BEGIN TASK DATA

PR #138, opened 2022-03-05
Implement DrawableHandler

Punikekk:


src/main/java/com/github/manolo8/darkbot/gui/zones/safety/SafetiesDisplay.java
```diff
@@ -3,77 +3,123 @@
...
-            drawStaticEntities(g2);
-            drawMap(g2);
-            if (editor.safetyInfos == null) return;
-            drawCustomZones(g2);
-        }
+    public void setup(Main main) {
+        super.setup(main);
+
+        this.safetiesDisplay = new SafetiesDisplayDrawer<>(main.pluginAPI, this);
+        this.safetiesDisplay.setup(editor);
```
Pablete1234, line 47: This class was already intentionally a very dummy class, that only relied on what the editor told it, setup shouldn't need to create its own drawer or do anything like that, simply leave it as it was, override the draw method from parent and instead of just drawing all layers, draw only what we want (zones, static entities, map name, and custom zones) by calling the different drawables required, and that's it

i don't understand the need for a SafetiesDisplayDrawer, you can simply draw ontop yourself directly in the paintComponent method

src/main/java/com/github/manolo8/darkbot/gui/zones/ZoneEditor.java
```diff
@@ -85,88 +60,145 @@ public void mouseMoved(MouseEvent e) {
...
     }
 
     @Override
-    protected void paintComponent(Graphics g) {
-        Graphics2D g2 = setupDraw(g);
+    protected void onPaint() {
+        zonesDrawer.onDraw(mapGraphics);
+    }
+
+    public static class ZoneEditorDrawer extends SafetiesDisplay.SafetiesDisplayDrawer<ZoneEditor> implements Listener {
```
Pablete1234, line 71: I've explained it more in safeties display, but i don't understand the need to create an inner-class for these editor drawers, they simply act as a way to display the map on their own, they don't need to create a drawer because the order is hard-coded and we don't plan on supporting anything rendering in between, these editors stay as-is.

Also, it seems like a very weird way to do this for ZoneEditor to extend SafetiesDisplay, what does one have to do with the other semantically? they shouldn't inherit eachother

src/main/java/com/github/manolo8/darkbot/gui/zones/safety/SafetiesDisplay.java
```diff
@@ -3,77 +3,123 @@
...
+import eu.darkbot.api.managers.HeroAPI;
+import eu.darkbot.api.managers.StarSystemAPI;
 
-import java.awt.*;
 import java.awt.event.MouseAdapter;
 import java.awt.event.MouseEvent;
 import java.util.Comparator;
 
-class SafetiesDisplay extends MapDrawer {
+public class SafetiesDisplay extends MapDrawer {
```
Pablete1234, line 21: this was intentionally package-private, we don't want this to be exposed outside

Pablete1234 (changes requested):

src/main/java/com/github/manolo8/darkbot/gui/drawables/StatsDrawer.java
```diff
@@ -0,0 +1,161 @@
...
+
+        for (T render : toRender) {
+            renderer.render(left + 4, top, width - 8, render);
+            top += lineHeight;
+        }
+    }
+
+    private boolean hasDisplayFlag(DisplayFlag displayFlag) {
+        return displayFlags.getValue().contains(displayFlag);
+    }
```
Pablete1234, line 156: this should be a util exposed as part of MapGraphics

src/main/java/com/github/manolo8/darkbot/gui/drawables/InfosDrawer.java
```diff
@@ -0,0 +1,195 @@
...
+    private void drawPetFuel(MapGraphics mg, Point pos, int width, int height, double fuelPercent) {
+        mg.setColor(mg.getColor("fuel").darker());
+        mg.drawRect(pos, width, height, true);
+        mg.setColor("fuel");
+        mg.drawRect(pos, (int) (fuelPercent * width), height, true);
+    }
+
+    private boolean hasDisplayFlag(DisplayFlag displayFlag) {
+        return displayFlags.getValue().contains(displayFlag);
+    }
```
Pablete1234, line 194: Should be part of map graphics

Pablete1234 (changes requested):

src/main/java/com/github/manolo8/darkbot/core/utils/pathfinder/PolygonImpl.java
```diff
@@ -0,0 +1,98 @@
...
+import java.util.Arrays;
+import java.util.Collection;
+import java.util.List;
+
+public class PolygonImpl extends AreaImpl implements Area.Polygon {
+
+    private final List<? extends Locatable> vertices;
+    private final RectangleImpl bounds = new RectangleImpl();
+
+    private boolean invalidate = true;
```
Pablete1234, line 17: `invalidate` is a verb, `invalid` or `dirty` are nouns

variables should be nouns, while methods should be verbs
```suggestion
    private boolean invalid = true;
```

src/main/java/com/github/manolo8/darkbot/gui/MapDrawer.java
```diff
@@ -122,613 +50,172 @@ public MapDrawer(Main main) {
...
-        mid = width / 2;
-
-        g.setColor(cs.BACKGROUND);
-        g.fillRect(0, 0, width, height);
-
-        Graphics2D g2 = (Graphics2D) g.create();
-
-        g2.setRenderingHints(hints);
-        return g2;
+        //mapGraphics.dispose();
```
Pablete1234, line 102:
```suggestion
        mapGraphics.dispose();
```

Keep the call to mapGraphics.dispose(), even if it ends up being an empty method that does nothing
i think it's reasonable to assume we may need to free some resources after drawing, so we can leave the call there

src/main/java/com/github/manolo8/darkbot/gui/drawables/ZonesDrawer.java
```diff
@@ -0,0 +1,134 @@
...
+
+    public void drawCustomZonePath(MapGraphics mg, ZoneInfo zoneInfo) {
+        if (!(zoneInfo instanceof com.github.manolo8.darkbot.config.ZoneInfo)) return;
+
+        List<com.github.manolo8.darkbot.config.ZoneInfo.Zone> sortedZones =
+                ((com.github.manolo8.darkbot.config.ZoneInfo) zoneInfo).getSortedZones();
+
+        Area.Rectangle mapBounds = starSystem.getCurrentMapBounds();
+
+        //convert it to actual list of locatables?
```
Pablete1234, line 111: probably best to do that, yeah
just add them all to a list and draw it as a poly

src/main/java/com/github/manolo8/darkbot/gui/zones/ZoneEditor.java
```diff
@@ -85,60 +66,52 @@ public void mouseMoved(MouseEvent e) {
...
     void setup(Main main, java.util.Map<Integer, ZoneInfo> zonesByMap) {
         super.setup(main);
-        if (mapChange != null) main.mapManager.mapChange.remove(mapChange);
-        main.mapManager.mapChange.add(mapChange = map -> {
-            zoneInfo = zonesByMap.computeIfAbsent(map.id, id -> new ZoneInfo(config.BOT_SETTINGS.OTHER.ZONE_RESOLUTION));
-            ZoneEditor.this.repaint();
-        });
-        zoneInfo = zonesByMap.get(main.hero.map.id);
+
+        main.pluginAPI.requireAPI(EventBrokerAPI.class).registerListener(this);
```
Pablete1234, line 70: if setup is called multiple times, you will be registering to the event broker multiple times, you have to prevent that

src/main/java/com/github/manolo8/darkbot/gui/zones/ZoneEditor.java
```diff
@@ -85,60 +66,52 @@ public void mouseMoved(MouseEvent e) {
...
+        zonesDrawer.drawZones(mapGraphics);
 
-        synchronized (Main.UPDATE_LOCKER) {
-            drawZones(g2);
-            drawStaticEntities(g2);
-            drawMap(g2);
-        }
+        constantEntitiesDrawer.drawPortals(mapGraphics);
+        constantEntitiesDrawer.drawBattleStations(mapGraphics);
+        constantEntitiesDrawer.drawStations(mapGraphics);
```
Pablete1234, line 86:
```suggestion
        constantEntitiesDrawer.onDraw(mapGraphics);
```

You can draw all constant entities, it is equivalent to this since zones no longer are inside there (and they never should've been)

src/main/java/com/github/manolo8/darkbot/gui/zones/safety/SafetiesDisplay.java
```diff
@@ -3,77 +3,93 @@
...
-    protected void drawMap(Graphics2D g2) {
-        g2.setColor(cs.TEXT_DARK);
-        g2.setFont(cs.FONTS.BIG);
-        drawString(g2, hero.map.name, mid, (height / 2) + 12, Align.MID);
+    protected void onPaint() {
+        zonesDrawer.drawZones(mapGraphics);
+
+        constantEntitiesDrawer.drawPortals(mapGraphics);
+        constantEntitiesDrawer.drawBattleStations(mapGraphics);
+        constantEntitiesDrawer.drawStations(mapGraphics);
```
Pablete1234, line 59:
```suggestion
        constantEntitiesDrawer.onDraw(mapGraphics);
```

Pablete1234 (changes requested):

src/main/java/com/github/manolo8/darkbot/gui/drawables/InfosDrawer.java
```diff
@@ -0,0 +1,187 @@
...
+
+        String status = i18n.get((main.isRunning() ? "gui.map.running" : "gui.map.waiting"),
+                Time.toString(stats.getRunningTime().toMillis()));
+
+        mg.drawString(mg.getWidthMiddle(), mg.getHeight() / 2 + 35, status, MapGraphics.StringAlign.MID);
+
+        mg.setFont("small");
+        String info = i18n.get("gui.map.info", main.getVersion().toString(),
+                (main.isRunning() || !resetRefresh.getValue() ? Time.toString(System.currentTimeMillis() - main.lastRefresh) : "00"), Time.toString(refreshTime.getValue() * 60 * 1000L));
+
```
Pablete1234, line 84:
```suggestion
        String info = i18n.get("gui.map.info", main.getVersion().toString(),
                (main.isRunning() || !resetRefresh.getValue() ? Time.toString(System.currentTimeMillis() - main.lastRefresh) : "00"),
                Time.toString(refreshTime.getValue() * 60 * 1000L));
```

src/main/java/com/github/manolo8/darkbot/gui/MapDrawer.java
```diff
@@ -122,613 +50,173 @@ public MapDrawer(Main main) {
...
-    protected void drawCustomZonePath(Graphics2D g2, ZoneInfo zoneInfo) {
-        if (zoneInfo == null) return;
-        List<ZoneInfo.Zone> zones = zoneInfo.getSortedZones();
-        for (int i = 0; i < zones.size(); i++) {
-            Location loc1 = zones.get(i).innerPoint(0.5, 0.5, MapManager.internalWidth, MapManager.internalHeight);
-            Location loc2 = zones.get((i + 1) % zones.size()).innerPoint(0.5, 0.5, MapManager.internalWidth, MapManager.internalHeight);
-            drawLine(g2, loc1, loc2);
+        @Override
+        public int toScreenPointY(double gameY) {
+            return (int) Math.round(((gameY / mapBounds.getHeight()) * getHeight()));
```
Pablete1234, line 209:
```suggestion
            return (int) Math.round((gameY / mapBounds.getHeight()) * getHeight());
```

src/main/java/com/github/manolo8/darkbot/gui/MapDrawer.java
```diff
@@ -122,613 +50,173 @@ public MapDrawer(Main main) {
...
-    }
 
-    protected void drawString(Graphics2D g2, String str, int x, int y, Align align) {
-        if (str == null || str.isEmpty()) return;
-        if (align != Align.LEFT) {
-            int strWidth = g2.getFontMetrics().stringWidth(str);
-            x -= strWidth >> (align == Align.MID ? 1 : 0);
+        @Override
+        public double toGameLocationY(int screenY) {
+            return ((screenY / (double) getHeight()) * mapBounds.getHeight());
```
Pablete1234, line 219:
```suggestion
            return (screenY / (double) getHeight()) * mapBounds.getHeight();
```

src/main/java/com/github/manolo8/darkbot/gui/drawables/DevStuffDrawer.java
```diff
@@ -0,0 +1,72 @@
...
+import eu.darkbot.api.game.entities.Ship;
+import eu.darkbot.api.game.other.Lockable;
+import eu.darkbot.api.game.other.Point;
+import eu.darkbot.api.managers.ConfigAPI;
+import eu.darkbot.api.managers.EntitiesAPI;
+import eu.darkbot.api.managers.HeroAPI;
+
+import java.util.Collection;
+
+@Feature(name = "DevStuff Drawer", description = "Draws dev infos")
```
Pablete1234, line 20:
```suggestion
@Feature(name = "DevStuff Drawer", description = "Draws dev infos (eg: unknown entities, pathfinding points, and entity metadata)")
```

src/main/java/com/github/manolo8/darkbot/gui/drawables/DynamicEntitiesDrawer.java
```diff
@@ -0,0 +1,147 @@
...
+import eu.darkbot.api.game.other.Locatable;
+import eu.darkbot.api.game.other.Lockable;
+import eu.darkbot.api.game.other.Movable;
+import eu.darkbot.api.managers.ConfigAPI;
+import eu.darkbot.api.managers.EntitiesAPI;
+import eu.darkbot.api.managers.HeroAPI;
+
+import java.util.Collection;
+
+@Feature(name = "Dynamic Entities Drawer", description = "Draws dynamic entities")
```
Pablete1234, line 22:
```suggestion
@Feature(name = "Dynamic Entities Drawer", description = "Draws dynamic entities (eg: npcs, boxes, or players)")
```

src/main/java/com/github/manolo8/darkbot/gui/drawables/ConstantEntitiesDrawer.java
```diff
@@ -0,0 +1,71 @@
...
+import eu.darkbot.api.extensions.Drawable;
+import eu.darkbot.api.extensions.MapGraphics;
+import eu.darkbot.api.game.entities.BattleStation;
+import eu.darkbot.api.game.entities.Portal;
+import eu.darkbot.api.game.entities.Station;
+import eu.darkbot.api.managers.EntitiesAPI;
+
+import java.util.Collection;
+
+@Feature(name = "Constant Entities Drawer", description = "Draws not-movable entities (eg: portals, CBS, and stations)")
```
Pablete1234, line 13:
```suggestion
@Feature(name = "Constant Entities Drawer", description = "Draws entities that are constantly on the map (eg: portals, CBS, and stations)")
```
refering to *non-movable* may be misleading. eg: mines don't move, but are not drawn by this. I think the more relevant "distinction" is that the entities in here are always on the map, while others may come and go as you get closer (usually)

src/main/java/com/github/manolo8/darkbot/gui/drawables/InfosDrawer.java
```diff
@@ -0,0 +1,189 @@
...
+import eu.darkbot.api.managers.I18nAPI;
+import eu.darkbot.api.managers.PetAPI;
+import eu.darkbot.api.managers.StatsAPI;
+import eu.darkbot.api.utils.Inject;
+
+import java.text.DecimalFormat;
+import java.text.DecimalFormatSymbols;
+import java.text.NumberFormat;
+
+@Feature(name = "Infos Drawer", description = "Draws infos about map, hero, health etc.")
```
Pablete1234, line 27:
```suggestion
@Feature(name = "Infos Drawer", description = "Draws info about bot state, current map, hero & target health etc.")
```

src/main/java/com/github/manolo8/darkbot/gui/drawables/StatsDrawer.java
```diff
@@ -0,0 +1,152 @@
...
+import java.util.Collection;
+import java.util.Comparator;
+import java.util.HashMap;
+import java.util.Map;
+import java.util.function.ToIntFunction;
+import java.util.stream.Collectors;
+import java.util.stream.Stream;
+
+@Feature(name = "Stats Drawer", description = "Draws statistics")
+public class StatsDrawer implements Drawable {
```
Pablete1234, line 30:
```suggestion
@Feature(name = "Overlay Drawer", description = "Draws overlays (eg: stats, boosters, or group info)")
public class OverlayDrawer implements Drawable {
```
I'd rename this class to OverlayDrawer, i think it better represents what this is

Pablete1234 (changes requested):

END TASK DATA

■ TASK PROMPT: All lines above containing the string "strWidth": copy each one.

■ ANSWER TO THIS TASK:
-            int strWidth = g2.getFontMetrics().stringWidth(str);
-            x -= strWidth >> (align == Align.MID ? 1 : 0);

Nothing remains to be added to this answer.